This soup pairs clams with peas, simmered in a tomato base flavored with onion, garlic, and parsley. The clam cooking juices are strained and used in the pot, and the clams go back in only at the very end.

Ingredients
Equipment
Method
- Soak and scrub the clams. Discard any open clams that do not clamp shut when touched.
- Put the clams in a pot broad enough to hold them no more than 2 to 3 layers deep, add 1/2 cup water, cover tightly, and cook over high heat. Check often, moving the clams around, lifting opened clams out as they open. When the last clam opens, turn off the heat and leave the lid on.
- Remove the clam meat from the shells. Dip each clam gently in the pot juices to rinse off any sand without stirring up the juices. Cut the clams into 2 or 3 pieces each and set aside.
- Return any juices collected with the clams to the pot. Strain the pot juices through a paper towel set in a strainer, and reserve. Moisten the cut-up clams with just enough of the strained juices to keep them from drying out.

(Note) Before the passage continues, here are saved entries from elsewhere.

PR #1042, opened 2026-06-15
feat(defra-node): retry embedded execute conflicts

### LINKED ISSUE #1031: EmbeddedNode::execute: opt-in built-in retry on transaction conflict
## Request

`EmbeddedNode::execute()` is auto-commit (each call is its own implicit transaction) and, on optimistic-concurrency races, returns:

```
commit error: datastore error: storage error: transaction conflict. Please retry
```

The error explicitly instructs the caller to retry, but `execute()` offers no built-in retry — so every downstream consumer must reimplement bounded retry + conflict-string classification themselves.

Requesting an **opt-in** retry mechanism, e.g.:
- `execute_with_retry(query, RetryPolicy)`, or
- a retry policy on an `ExecuteOptions`/builder,

that retries the prescribed transient transaction-conflict a bounded number of times with backoff. This would let consumers rely on the DB's own "please retry" contract instead of string-matching the error message and hand-rolling backoff.

## Context

`sourcenetwork/defra-agent` currently has to wrap this manually (concurrent writers to the same documents — runtime + tests). Tracking issue: sourcenetwork/defra-agent#440.

Pinned version in use: `v0.14.2`.

iverc:
## Summary

Closes #1031.

This PR adds an opt-in retry path for `defra_node::EmbeddedNode::execute` callers that hit transient optimistic-concurrency conflicts.

The existing `execute()` method remains unchanged and still performs a single attempt. Callers that want bounded retries can now use `execute_with_retry(query, ExecuteRetryPolicy)` or `execute_request_with_retry(request, ExecuteRetryPolicy)` instead of string-matching the "transaction conflict. Please retry" response themselves.

## Details

- Adds `ExecuteRetryPolicy` with bounded exponential backoff.
- Adds `EmbeddedNode::execute_with_retry`.
- Adds `EmbeddedNode::execute_request_with_retry` for callers that need variables, operation names, or identity on a prepared `QueryRequest`.
- Reuses the same one-shot execution path as `execute()`, including node signing / ambient identity behavior.
- Retries only single-error responses with no data that contain the storage transaction-conflict retry message.
- Stops immediately on success, non-conflict errors, or retry exhaustion.
- Adds unit coverage for default policy values, backoff capping, conflict classification, and retry-until-success behavior.

## Validation

- [x] `cargo fmt --all --check`
- [x] `git diff --check`
- [x] `cargo test -p defra-node execute_retry`
- [x] `cargo test -p defra-node`
- [x] `cargo clippy -p defra-node --all-targets -- -D warnings`

## Notes

This is intentionally opt-in so existing embedded callers keep one-shot semantics. It also avoids broad retrying of arbitrary GraphQL errors; only the explicit transaction-conflict retry contract is retried.

### DIFF
--- a/crates/defra-node/src/lib.rs
+++ b/crates/defra-node/src/lib.rs
@@ -51,6 +51,40 @@ pub use schema::CollectionVersion;
 #[cfg(feature = "otel")]
 pub use telemetry::{TelemetryConfig, TelemetryHandle};
 
+const TRANSACTION_CONFLICT_RETRY_MESSAGE: &str = "transaction conflict. Please retry";
+
+/// Retry policy for [`EmbeddedNode::execute_with_retry`].
+#[derive(Debug, Clone, Copy, PartialEq, Eq)]
+pub struct ExecuteRetryPolicy {
+    /// Number of retries after the initial attempt.
+    pub max_retries: u32,
+    /// Backoff before the first retry.
+    pub initial_backoff: Duration,
+    /// Maximum backoff between retries.
+    pub max_backoff: Duration,
+}
+
+impl ExecuteRetryPolicy {
+    /// Create a retry policy with bounded exponential backoff.
+    pub const fn new(max_retries: u32, initial_backoff: Duration, max_backoff: Duration) -> Self {
+        Self {
+            max_retries,
+            initial_backoff,
+            max_backoff,
+        }
+    }
+}
+
+impl Default for ExecuteRetryPolicy {
+    fn default() -> Self {
+        Self {
+            max_retries: 3,
+            initial_backoff: Duration::from_millis(10),
+            max_backoff: Duration::from_millis(250),
+        }
+    }
+}
+
 /// Type-erased schema operations so we can store DB<S> without leaking the Store generic.
 #[async_trait::async_trait]
 trait SchemaOps: Send + Sync {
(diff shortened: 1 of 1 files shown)


jackzampolin (approved):
Approving — clean, bounded, opt-in change that closes #1031.

The refactor is behavior-preserving: `execute()`'s body is extracted verbatim into `execute_request_once()` and `execute()` just delegates, so existing one-shot callers are untouched. Everything else is additive (`ExecuteRetryPolicy` + the two `*_with_retry` methods).

A few things I verified:
- The conflict string is real — `crates/storage/src/corekv/errors.rs:57` emits `"transaction conflict. Please retry"`, and the `.contains()` classifier matches the wrapped form correctly.
- The classifier is conservative in the right way: it only retries single-error, no-data responses and does **not** retry partial responses, which avoids double-applying a partially-committed mutation.
- This mirrors an established Go pattern — `internal/db/merge.go` retries `corekv.ErrTxnConflict` in a bounded loop, and the test helper `withRetryOnNode` (tests/integration/utils.go) classifies by `strings.Contains(err, ErrTxnConflict)` precisely because the type is lost crossing the C-binding boundary. Same situation here at the embedded-node layer.

One minor note (non-blocking): Go's default `MaxTxnRetries` is **5** (`internal/db/config.go:25`, `defaultMaxTxnRetries = 5`), whereas this defaults to 3. Not a parity concern since this is a Rust-native embedded convenience rather than wire/protocol behavior, and the exponential backoff here is arguably better than Go's flat sleep — but if you want to match Go's tuning exactly, bumping the default to 5 would do it.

- In a deep sauté pan, heat the olive oil over medium and cook the onion until translucent. Add the garlic and cook until it turns a deep gold. Stir in the parsley, then add the tomatoes with their juice, salt, and a few grindings of pepper. Cook 10 minutes, stirring occasionally.
- Add the peas (and the prepared pea pods if using them), pour in the strained clam juices, and add water if needed to cover the peas by about 1 inch. Cover and simmer gently until the peas are tender.
- Add the cut-up clams with any remaining juices and heat only long enough to warm them through. Serve at once with crostini.